--- Directions ---
Keep only those lines of the records that include the string "implementation".

--- Available data ---
Issue #686, opened 2018-04-05
Add example for selecting week on day click


beckerei:
I'd like to highlight the week of the currently selected day.
As far as I can tell from the docs there is no good way to do so.

I'd happy to contribute by either adding this as an option (+ highlight month), or adding week and month selection to date ranges.

What do you think?

gpbl:
What do you mean for "good way"? I'm sure, it's possible to do this using a modifier matching the days being in the same week of the selected day. Maybe it is a bit verbose, an example would be nice. 

Would you try it in [codesandbox](https://codesandbox.io/s/XDAE3x0W8)? We can discuss here its implementation

beckerei:
Sorry for not giving feedback (, I went on spontaneous vacation for a couple of days).

I hacked a small example, which is currently in a closed source project, but here is how it looks like. I used the modifiers as you suggested.

![highlightweek](https://user-images.githubusercontent.com/3099581/38834878-02f0db18-41ca-11e8-910c-12ca9b479a02.gif)

But I realized that the "SELECTING DAYS"-Section does not use a special interface designed for the purpose of selecting ranges.
My initial thougt was to add a prop like `selectWeek={true|false}` and the DatePicker will automatically highlight the week (taking `firstDayOfWeek` into account). Not sure what `onChange` could return. Either an array of all days within the selected week, or an object with from and to as keys.

I'll try to extract what I've done at work into a little codesandbox.

gpbl:
It makes sense actually to add more ways to interact with weeks. Clearer APIs and i guess better performant... How do you think it should work?

gpbl:
@beckerei I had a second thought about this: if we add support for week events, like `onWeekClick`, we should likely add all the other events and maybe add modifiers for weeks. So, at least this is not a feature requested by many, I'd leave the API as they are.

beckerei:
I‘ll implement what we need and discuss with our ux/ui Designers.
Maybe that‘s something that would fit in the example section 👍

beckerei:
Here is an implementation similar to the one we now use at work.

https://codesandbox.io/s/8y510myyyl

--- Solution ---
Would you try it in [codesandbox](https://codesandbox.io/s/XDAE3x0W8)? We can discuss here its implementation
Here is an implementation similar to the one we now use at work.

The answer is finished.